Entidade apoia federalização dos crimes no Brasil

A impunidade no assassinato de jornalistas continua a ser o principal problema relacionado à liberdade de imprensa no Brasil, segundo a Sociedade Interamericana de Imprensa (SIP), que manifestou apoio a projetos de lei e emendas constitucionais que transferem o julgamento desses crimes à Justiça Federal.

Cláudia Trevisan / DENVER, O Estado de S.Paulo

23 de outubro de 2013 | 02h11

Resolução aprovada ontem no encerramento da 69.ª Assembleia Geral da entidade listou 21 casos de homicídios de jornalistas registrados no Brasil desde 1988. Em quase todos, os executores ou mandantes ainda não foram julgados ou punidos.

O documento relata investigações inconclusas, inquéritos arquivados, recursos judiciais intermináveis e a fuga de suspeitos ou condenados.

Pressões. A transformação de delitos contra jornalistas em crimes federais tem o objetivo de permitir o julgamento dos acusados em um ambiente no qual testemunhas, jurados, promotores e juízes estejam protegidos de pressões locais de grupos ligados aos mandantes e executores dos delitos, justificou a SIP na resolução.

"A combinação de violência e impunidade provoca compreensível e terrível autocensura nas redações", afirmou a nova presidente da entidade Elizabeth Ballantine, apontando o Brasil como um dos países da região onde o problema se agravou.

Dos 14 assassinatos de jornalistas registrados nos últimos seis meses no continente americano, dois ocorreram no Brasil. O número só é inferior às três mortes ocorridas no México.

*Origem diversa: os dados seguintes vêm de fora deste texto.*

PR #5318, opened 2023-10-04
feat(middleware-endpoint): read service specific endpoints

trivikr:
### Issue
Internal JS-4281

### Description
Adds a utility to read service specific endpoints from env and ini files

### Testing
CI

---


trivikr:
Decision: we'll move getEndpointUrlConfig to `@aws-sdk/util-endpoints` for the following reasons:
* getEndpointUrlConfig is a utility, and not a middleware
* `@aws-sdk/middleware-endpoint` was deprecated in favor of `@smithy/middleware-endpoint`.  We don't want to revive, as it can create confusion.

PR #5343, opened 2023-10-10
test(client-s3): update S3.ispec.ts

kuhe:
restore s3 ispec to 1mb payload after fixes to fetch keepalive

- [x] this should wait until a smithy sync PR, which will likely happen during the identityAndAuth releases


kuhe:
- [x] yarn test:e2e passes

siddsriv (approved):

PR #5347, opened 2023-10-11
test(lib-dynamodb): add timestamp to table name in e2e tests

kuhe:
### Issue
internal JS-4767

Adds a timestamp component to the table name. While this unbounds the limit on the number of possible tables, the test deletes its table in `afterAll`, so there should only be leftover tables in unusual cases like process termination, which can be cleaned up manually.

### DIFF
--- a/lib/lib-dynamodb/src/test/lib-dynamodb.e2e.spec.ts
+++ b/lib/lib-dynamodb/src/test/lib-dynamodb.e2e.spec.ts
@@ -46,8 +46,9 @@ describe(DynamoDBDocument.name, () => {
   // don't delete the table in afterAll().
   // The table will in that case be re-used.
   const randId = String((Math.random() * 99) | 0);
+  const timestamp = (Date.now() / 1000) | 0;
 
-  const TableName = `js-sdk-dynamodb-test-${randId}`;
+  const TableName = `js-sdk-dynamodb-test-${timestamp}-${randId}`;
 
   const log = {
     describe: null as null | DescribeTableCommandOutput,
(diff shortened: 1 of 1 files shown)


lib/lib-dynamodb/src/test/lib-dynamodb.e2e.spec.ts
```diff
@@ -46,8 +46,9 @@ describe(DynamoDBDocument.name, () => {
   // don't delete the table in afterAll().
   // The table will in that case be re-used.
   const randId = String((Math.random() * 99) | 0);
+  const timestamp = (Date.now() / 1000) | 0;
 
-  const TableName = `js-sdk-dynamodb-test-${randId}`;
+  const TableName = `js-sdk-dynamodb-test-${timestamp}-${randId}`;
```
kuhe, line 51: this gets deleted at the end anyway

trivikr: Instead of using timestamp, create a random string of length 10 instead?

Current setup:
```console
> String((Math.random() * 99) | 0)
'32'
> String((Math.random() * 99) | 0)
'39'
> String((Math.random() * 99) | 0)
'36'
```

Suggestion:
```console
> (Math.random() + 1).toString(36).substring(2)
'kxp7dywlmb'
> (Math.random() + 1).toString(36).substring(1)
'.hu82ey92t7f'
> (Math.random() + 1).toString(36).substring(2)
'g0d90jwi1z'
```

kuhe: I prefer including both a timestamp and a random id so that the age of the table can be checked without additional effort beyond having its name.

kuhe:
```
 PASS  src/test/lib-dynamodb.e2e.spec.ts (30.32 s)
  DynamoDBDocument
    ✓ initializes using the static constructor
    ✓ is using a random TableName=js-sdk-dynamodb-test-1697046751-b6yu
```

trivikr (approved):

Issue #4278, opened 2022-12-13
Remove ` | string` from enums


everett1992:
### Describe the feature

smithy-typescript and aws-sdk-js-v3 generate clients with `| string` for any enum type in the model. It breaks auto complete, which is annoying, and compile time type checks, which is unsafe.

### Use Case

TypeScript simplifies the documented [^1] type from `ExecutionStatus | string` to `string` in error messages, auto complete, and type hints so it's hard to discover the generated enum values from an editor or commandline.

The inclusion of `string` in output types prevents me from writing exhaustiveness checks that would fail at compile time if my code did not handle all cases. For example handling step functions execution status[^1].

```typescript
// According to aws-sdk docs[^1] the type is ExecutionStatus | string | undefined
// but according to typescript the type is `string | undefined`.
//  ExecutionStatus | string is simplified to `string`.
const {status} = await sfn.describeExecution({executionArn})

switch (status) {
  case ExecutionStatus.ABORTED:
  case ExecutionStatus.FAILED:
  case ExecutionStatus.TIMED_OUT:
    return false;
  case ExecutionStatus.RUNNING:
    return undefined;
  case ExecutionStatus.SUCCEEDED:
    return true;
    console.log(`some known status ${status}`)
  case undefined:
    // https://github.com/aws/aws-sdk-js-v3/issues/1613
    throw Error('undefined')
  default:
    // This is a type error because status could be any string other than the enumerated values we checked above.
    assertNever(status)       ● Argument of type 'string' is not assignable to parameter of type 'never'.
}
```

The inclusion of `string` in input types allows me to pass invalid values[^2]
```typescript
await sfn.createStateMachine({
  // no type error here :(
  type: 'nope',
  ...args
})
```

I understand that smithy requires[^3] clients to allow unmodeled enum values but it does not require the current implementation.

[^1]: https://docs.aws.amazon.com/AWSJavaScriptSDK/v3/latest/clients/client-sfn/interfaces/describeexecutioncommandoutput.html#status
https://github.com/aws/aws-sdk-js-v3/blob/main/codegen/sdk-codegen/aws-models/sfn.json#L3479

[^2]: https://docs.aws.amazon.com/AWSJavaScriptSDK/v3/latest/clients/client-sfn/interfaces/createstatemachinecommandinput.html#type
https://github.com/aws/aws-sdk-js-v3/blob/main/codegen/sdk-codegen/aws-models/sfn.json#L5890

[...]

PR #5356, opened 2023-10-13
chore(codegen): update smithy commit to closed enums

kuhe:
### Issue
closes https://github.com/aws/aws-sdk-js-v3/issues/4278

### Description
Shapes with members targeting string and number enums (TypeScript unions) have been closed, no longer having `| string` or `| number` appended.

### Testing
This change has no runtime effect.

For user guidance, see https://github.com/awslabs/smithy-typescript/pull/1028


trivikr (approved):

trivikr (approved):

danielrbradley:
Just FYI @trivikr @kuhe this just caused us to have compilation failures as we were passing in variables as strings to be used in these properties typed as enums. 

IMO this should have been flagged as a breaking change as it could require users to rewrite their code to be compatible.

PR #5424, opened 2023-10-27
test(karma-credential-loader): use workspace version of STS in karma credential loader

kuhe:
experiencing an unclear error with karma in E2E tests, trying this as a fix


siddsriv (approved):

packages/karma-credential-loader/package.json
```diff
@@ -21,7 +21,7 @@
   },
   "license": "Apache-2.0",
   "dependencies": {
-    "@aws-sdk/client-sts": "file:../../clients/client-sts",
+    "@aws-sdk/client-sts": "*",
```
kuhe, line 24: this was originally to break a circular dependency, but there is, at least currently, no cycle related to this package

Issue #5363, opened 2023-10-16
(lib-dynamodb): DocumentClient should handle i/o of large numbers e.g. BigInt


alanb-sony:
### Checkboxes for prior research

- [X] I've gone through [Developer Guide](https://docs.aws.amazon.com/sdk-for-javascript/v3/developer-guide) and [API reference](https://docs.aws.amazon.com/AWSJavaScriptSDK/v3/latest)
- [X] I've checked [AWS Forums](https://forums.aws.amazon.com) and [StackOverflow](https://stackoverflow.com/questions/tagged/aws-sdk-js).
- [X] I've searched for [previous similar issues](https://github.com/aws/aws-sdk-js-v3/issues) and didn't find any solution.

### Describe the bug

The following code:
```
const doc = DynamoDBDocument.from(new DynamoDB());
await doc.put({
  TableName: 'test',
  Item: { num: 1.23e100 },
});
```
Raises the error:
```
Error: Number 1.23e+100 is greater than Number.MAX_SAFE_INTEGER. Use BigInt.
```
We could change `num` to `BigInt` but it is actually a floating point value so we'd have to only convert large numbers, as our numbers are already stored as `Number`, changing them to `BigInt` isn't going to increase their precision

### SDK version number

@aws-sdk/lib-dynamodb@3.428.0

### Which JavaScript Runtime is this issue in?

Node.js

### Details of the browser/Node.js/ReactNative version

v18.18.0

### Reproduction Steps

```
const doc = DynamoDBDocument.from(new DynamoDB());
await doc.put({
  TableName: 'test',
  Item: { num: 1.23e100 },
});
```

### Observed Behavior

An error is thrown:
```
Error: Number 1.23e+100 is greater than Number.MAX_SAFE_INTEGER. Use BigInt.
```

### Expected Behavior

Large numbers should be stored in the database

alanb-sony:
Even converting a number to a BigInt isn't a trivial task as dynamo wont accept numbers with more than 38 digits of precision

kuhe:
For now, use the base DynamoDB client to `put` with large numbers.

kuhe:
A way to mark large or precise numbers for input and output will be included in the next release.

Instructions are at https://github.com/aws/aws-sdk-js-v3/pull/5427 or https://github.com/aws/aws-sdk-js-v3/blob/main/lib/lib-dynamodb/README.md#large-numbers-and-numbervalue

alanb-sony:
[...]

PR #5427, opened 2023-10-27
feat(lib-dynamodb): large number handling

kuhe:
### Issue
fixes https://github.com/aws/aws-sdk-js-v3/issues/5363

### Description
This PR introduces an input side container for large/precise numbers not representable by the Native JS number type.

```ts
  const dynamodb = new DynamoDB({ region: "us-west-2", maxAttempts: 10 });
  const doc = DynamoDBDocument.from(dynamodb, {
    unmarshallOptions: {
      wrapNumbers: true,
    },
  });
```

To write a large or precise number: 

```ts
import { DynamoDB } from "@aws-sdk/client-dynamodb";
import { NumberValue, DynamoDBDocument } from "@aws-sdk/lib-dynamodb";

// note, the client will not validate the acceptability of the number.
// it is only to preserve its precise representation.
DynamoDBDocument.from(new DynamoDB({})).put({
  Item: {
    id: NumberValue.from("1000000000000000000000.000000000001")
  }
});
```
(You can also use this wrapper for small numbers, but that is optional).
e.g.
```js
new Set([
  1, "1234567890", 2, 3, 4
].map(NumberValue.from));
```

To read large or precise numbers, set 
```
    unmarshallOptions: {
      wrapNumbers: true,
    },
```
as shown above. All numbers will be returned in the `NumberValue` wrapper.

### Testing
new unit and e2e tests

### Checklist
- [x] update lib-dynamodb documentation


packages/util-dynamodb/src/convertToNative.ts
```diff
@@ -41,22 +42,40 @@ export const convertToNative = (data: AttributeValue, options?: unmarshallOption
...
 };
 
-const convertNumber = (numString: string, options?: unmarshallOptions): number | bigint | NumberValue => {
-  if (options?.wrapNumbers) {
+const convertNumber = (
+  numString: string,
+  options?: unmarshallOptions
+): number | bigint | NumberValue | DynamoDBNumber => {
+  if (options?.wrapNumbers && !options?.useDynamoDBNumberWrapper) {
     return { value: numString };
```
kuhe, line 50: use `wrapNumbers` directly instead of `useDynamoDBNumberWrapper` and wrap it with DynamoDBNumber renamed to `NumberValue` (see util-dynamodb/models).

trivikr (approved):

PR #5468, opened 2023-11-08
chore: add package entrypoints enforcement script

kuhe:
paired with https://github.com/awslabs/smithy-typescript/pull/1066 (see explanation there)

### DIFF
--- a/packages/credential-provider-web-identity/package.json
+++ b/packages/credential-provider-web-identity/package.json
@@ -15,8 +15,7 @@
     "test": "jest"
   },
   "browser": {
-    "./dist-es/fromTokenFile": false,
-    "./dist-cjs/fromTokenFile": false
+    "./dist-es/fromTokenFile": false
   },
   "react-native": {
     "./dist-es/fromTokenFile": false,
--- a/packages/credential-provider-web-identity/package.json
+++ b/packages/credential-provider-web-identity/package.json
@@ -15,8 +15,8 @@
     "test": "jest"
   },
   "browser": {
-    "./dist-cjs/fromTokenFile": false,
-    "./dist-es/fromTokenFile": false
+    "./dist-es/fromTokenFile": false,
+    "./dist-cjs/fromTokenFile": false
   },
   "react-native": {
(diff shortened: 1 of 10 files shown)


syall (approved):

packages/credential-provider-web-identity/package.json
```diff
@@ -15,7 +15,6 @@
     "test": "jest"
   },
   "browser": {
-    "./dist-cjs/fromTokenFile": false,
```
trivikr, line 18: Make script more restrictive to check if the value is a string, and ignore if it's boolean?

This is needed as for webpack support https://github.com/aws/aws-sdk-js-v3/pull/3005

packages/rds-signer/package.json
```diff
@@ -60,9 +60,7 @@
   "browser": {
     "./dist-es/runtimeConfig": "./dist-es/runtimeConfig.browser"
   },
-  "react-native": {
-    "./dist-es/runtimeConfig": "./dist-es/runtimeConfig.native"
```
trivikr, line 64: Is this removal on purpose? Does React Native has any other bundlers which might require this configuration?

If not, can we remove the `react-native` key itself?

packages/credential-provider-web-identity/package.json
kuhe: we don't provide dist-cjs corrections in other packages for the browser environment

packages/rds-signer/package.json
kuhe: this removal is on purpose because you asked that we do not explicitly add the replacements that would be automatic. 

react-native is left as an object because of the consistency enforcement that `browser` and `react-native` are of the same type: object or string or undefined.

this prevents errors like forgetting to add the react-native directive when creating a browser replacement

packages/credential-provider-web-identity/package.json
kuhe: added condition to skip dropping boolean directives in browser with CJS to avoid unforeseen consequences

trivikr (approved):

PR #5648, opened 2024-01-05
chore: add migration issue template for SDK v2 to v3 upgrade

RanVaknin:
Adding a new issue template targeting migration related issues.

### DIFF
--- a/.github/ISSUE_TEMPLATE/v2-to-v3-migration.yml
+++ b/.github/ISSUE_TEMPLATE/v2-to-v3-migration.yml
@@ -28,10 +28,20 @@ body:
     attributes:
       label: Which JavaScript Runtime is this issue in?
       options:
-        - Node.js
+        - Node.js (includes AWS Lambda)
         - Browser
-        - Lambda
         - React Native
+    validations:
+      required: true
+
+  - type: checkboxes
+    id: lambda-use
+    attributes:
+      label: AWS Lambda Usage
+      description: Are you running your application on AWS Lambda?
+      options:
+        - label: Yes, my application is running on AWS Lambda.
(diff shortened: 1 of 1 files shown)


.github/ISSUE_TEMPLATE/v2-to-v3-migration.yml
```diff
@@ -0,0 +1,77 @@
...
+          required: true
+
+  - type: dropdown
+    id: runtime
+    attributes:
+      label: Which JavaScript Runtime is this issue in?
+      options:
+        - Node.js
+        - Browser
+        - Lambda
```
trivikr, line 33: Users might get confused between Node.js and Lambda.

Além de defender a federalização dos crimes contra jornalistas, a SIP também sugeriu a expansão e fortalecimento dos programas de proteção a testemunhas, para que eles sejam eficazes na resolução dos casos. A entidade propôs ainda que não haja arquivamento de inquéritos ou processos não solucionados.

PEC. No Brasil, o Congresso Nacional analisa desde 2010 uma proposta de emenda constitucional que estabelece a competência de juízes federais no julgamentos de crimes cometidos contra jornalistas no exercício da profissão.

O projeto está na Comissão de Constituição e Justiça do Senado desde maio, pronto para ser votado lembrou a SIP.